Set down the material exactly as given, please, from its first line through the line that includes "solution you'd like**".

══════════════════════════════

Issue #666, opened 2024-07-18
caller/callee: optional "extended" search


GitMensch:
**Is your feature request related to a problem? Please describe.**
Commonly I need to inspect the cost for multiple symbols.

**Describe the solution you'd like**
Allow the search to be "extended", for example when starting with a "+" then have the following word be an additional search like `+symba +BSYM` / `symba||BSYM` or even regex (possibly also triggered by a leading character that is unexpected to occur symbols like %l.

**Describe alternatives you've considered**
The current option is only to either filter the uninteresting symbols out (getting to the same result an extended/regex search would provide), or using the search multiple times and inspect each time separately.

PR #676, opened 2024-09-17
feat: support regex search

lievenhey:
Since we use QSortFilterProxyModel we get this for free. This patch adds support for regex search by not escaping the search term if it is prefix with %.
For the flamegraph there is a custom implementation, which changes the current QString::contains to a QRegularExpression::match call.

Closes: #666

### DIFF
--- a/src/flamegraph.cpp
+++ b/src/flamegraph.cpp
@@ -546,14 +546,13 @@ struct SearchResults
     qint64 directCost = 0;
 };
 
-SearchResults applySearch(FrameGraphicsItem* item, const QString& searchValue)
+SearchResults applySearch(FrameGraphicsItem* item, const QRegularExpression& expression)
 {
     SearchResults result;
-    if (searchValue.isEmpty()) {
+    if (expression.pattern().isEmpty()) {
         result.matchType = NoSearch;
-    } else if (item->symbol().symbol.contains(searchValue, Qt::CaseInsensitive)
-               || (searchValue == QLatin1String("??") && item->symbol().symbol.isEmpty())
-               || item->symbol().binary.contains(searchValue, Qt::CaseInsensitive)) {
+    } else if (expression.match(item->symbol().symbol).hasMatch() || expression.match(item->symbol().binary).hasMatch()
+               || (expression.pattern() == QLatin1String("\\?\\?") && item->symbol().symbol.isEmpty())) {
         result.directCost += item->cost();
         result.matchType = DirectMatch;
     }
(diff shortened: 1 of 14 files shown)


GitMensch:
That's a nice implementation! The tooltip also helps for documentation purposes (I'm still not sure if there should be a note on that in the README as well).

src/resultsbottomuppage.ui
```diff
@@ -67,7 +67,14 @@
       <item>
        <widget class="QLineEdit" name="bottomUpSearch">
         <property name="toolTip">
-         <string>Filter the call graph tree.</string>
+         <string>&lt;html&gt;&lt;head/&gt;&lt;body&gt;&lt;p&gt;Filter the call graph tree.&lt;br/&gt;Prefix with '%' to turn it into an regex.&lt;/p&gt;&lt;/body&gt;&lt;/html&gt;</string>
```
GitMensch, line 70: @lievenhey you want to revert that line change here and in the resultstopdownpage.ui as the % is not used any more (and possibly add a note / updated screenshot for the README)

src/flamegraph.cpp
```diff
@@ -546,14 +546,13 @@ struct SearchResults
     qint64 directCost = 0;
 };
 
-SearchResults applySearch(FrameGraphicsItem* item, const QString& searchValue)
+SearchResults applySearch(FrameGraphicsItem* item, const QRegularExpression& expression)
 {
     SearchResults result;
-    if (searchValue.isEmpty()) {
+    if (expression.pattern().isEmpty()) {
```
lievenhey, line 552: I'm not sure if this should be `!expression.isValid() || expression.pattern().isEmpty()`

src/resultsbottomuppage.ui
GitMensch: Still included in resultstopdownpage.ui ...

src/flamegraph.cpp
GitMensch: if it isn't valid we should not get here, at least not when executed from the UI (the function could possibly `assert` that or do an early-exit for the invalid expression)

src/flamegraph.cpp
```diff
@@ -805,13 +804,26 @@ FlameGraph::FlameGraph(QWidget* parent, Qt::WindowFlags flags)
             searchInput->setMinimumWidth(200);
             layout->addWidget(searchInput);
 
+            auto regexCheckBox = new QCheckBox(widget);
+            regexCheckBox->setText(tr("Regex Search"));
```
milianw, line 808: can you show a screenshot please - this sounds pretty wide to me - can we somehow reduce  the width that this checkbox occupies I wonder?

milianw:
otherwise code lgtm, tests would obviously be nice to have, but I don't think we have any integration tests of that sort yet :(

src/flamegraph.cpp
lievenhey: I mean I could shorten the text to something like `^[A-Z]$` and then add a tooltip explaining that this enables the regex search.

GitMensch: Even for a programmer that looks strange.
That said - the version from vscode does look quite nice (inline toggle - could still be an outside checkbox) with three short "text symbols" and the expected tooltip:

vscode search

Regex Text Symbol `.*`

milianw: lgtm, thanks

══════════════════════════════

= Response to this exercise =
Issue #666, opened 2024-07-18
caller/callee: optional "extended" search


GitMensch:
**Is your feature request related to a problem? Please describe.**
Commonly I need to inspect the cost for multiple symbols.

**Describe the solution you'd like**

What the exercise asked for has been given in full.